[Dataset entries]
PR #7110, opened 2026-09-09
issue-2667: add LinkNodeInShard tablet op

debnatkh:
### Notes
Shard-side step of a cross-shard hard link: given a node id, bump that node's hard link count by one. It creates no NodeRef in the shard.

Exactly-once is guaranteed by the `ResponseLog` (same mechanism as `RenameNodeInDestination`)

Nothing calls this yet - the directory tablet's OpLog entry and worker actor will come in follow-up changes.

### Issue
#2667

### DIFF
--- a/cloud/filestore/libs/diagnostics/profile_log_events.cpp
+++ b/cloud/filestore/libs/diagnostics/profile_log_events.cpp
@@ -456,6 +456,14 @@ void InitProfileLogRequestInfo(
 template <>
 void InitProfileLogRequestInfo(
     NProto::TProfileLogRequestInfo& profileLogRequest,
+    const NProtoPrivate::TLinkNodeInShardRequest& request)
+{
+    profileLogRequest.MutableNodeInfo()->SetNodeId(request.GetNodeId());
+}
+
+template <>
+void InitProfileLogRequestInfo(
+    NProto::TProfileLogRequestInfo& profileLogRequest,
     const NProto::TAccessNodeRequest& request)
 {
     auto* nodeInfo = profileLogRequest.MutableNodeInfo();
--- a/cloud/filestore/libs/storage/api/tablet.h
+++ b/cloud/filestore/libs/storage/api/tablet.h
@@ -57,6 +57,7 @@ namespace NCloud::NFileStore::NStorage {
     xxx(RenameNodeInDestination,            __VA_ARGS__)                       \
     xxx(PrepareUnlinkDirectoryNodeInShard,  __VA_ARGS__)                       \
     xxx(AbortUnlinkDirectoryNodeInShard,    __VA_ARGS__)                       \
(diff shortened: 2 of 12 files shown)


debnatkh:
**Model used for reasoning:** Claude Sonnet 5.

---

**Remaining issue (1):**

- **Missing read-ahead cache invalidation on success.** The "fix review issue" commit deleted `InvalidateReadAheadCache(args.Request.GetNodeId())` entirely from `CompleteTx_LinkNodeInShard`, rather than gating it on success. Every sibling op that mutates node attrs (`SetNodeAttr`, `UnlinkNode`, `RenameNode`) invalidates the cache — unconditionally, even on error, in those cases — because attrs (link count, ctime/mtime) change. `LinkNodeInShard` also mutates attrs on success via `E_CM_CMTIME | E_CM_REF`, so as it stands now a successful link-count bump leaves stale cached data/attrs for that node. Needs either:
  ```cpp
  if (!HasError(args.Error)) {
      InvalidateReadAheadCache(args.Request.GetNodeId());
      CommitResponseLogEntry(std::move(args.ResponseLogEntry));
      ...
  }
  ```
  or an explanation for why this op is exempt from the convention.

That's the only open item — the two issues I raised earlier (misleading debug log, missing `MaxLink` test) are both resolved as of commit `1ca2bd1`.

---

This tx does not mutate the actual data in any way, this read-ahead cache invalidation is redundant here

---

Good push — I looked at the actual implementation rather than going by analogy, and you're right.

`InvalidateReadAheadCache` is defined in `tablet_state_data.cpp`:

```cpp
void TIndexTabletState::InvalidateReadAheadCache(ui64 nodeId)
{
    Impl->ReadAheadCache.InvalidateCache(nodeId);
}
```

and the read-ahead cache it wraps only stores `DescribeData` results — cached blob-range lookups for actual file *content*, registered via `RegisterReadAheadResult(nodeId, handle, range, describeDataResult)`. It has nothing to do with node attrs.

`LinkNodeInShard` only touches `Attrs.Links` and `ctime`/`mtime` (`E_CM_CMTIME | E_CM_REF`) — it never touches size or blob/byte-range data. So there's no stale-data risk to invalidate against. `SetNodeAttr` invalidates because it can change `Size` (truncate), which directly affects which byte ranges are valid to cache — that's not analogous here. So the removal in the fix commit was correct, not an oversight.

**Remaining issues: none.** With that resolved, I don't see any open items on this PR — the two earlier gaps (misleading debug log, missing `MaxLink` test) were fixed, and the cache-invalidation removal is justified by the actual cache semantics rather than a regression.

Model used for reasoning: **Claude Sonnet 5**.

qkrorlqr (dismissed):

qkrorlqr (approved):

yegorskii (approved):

TASK DESCRIPTION |
Scan the records above, then copy out each line that mentions "void".

TASK SOLUTION |
@@ -456,6 +456,14 @@ void InitProfileLogRequestInfo(
 void InitProfileLogRequestInfo(
+void InitProfileLogRequestInfo(
void TIndexTabletState::InvalidateReadAheadCache(ui64 nodeId)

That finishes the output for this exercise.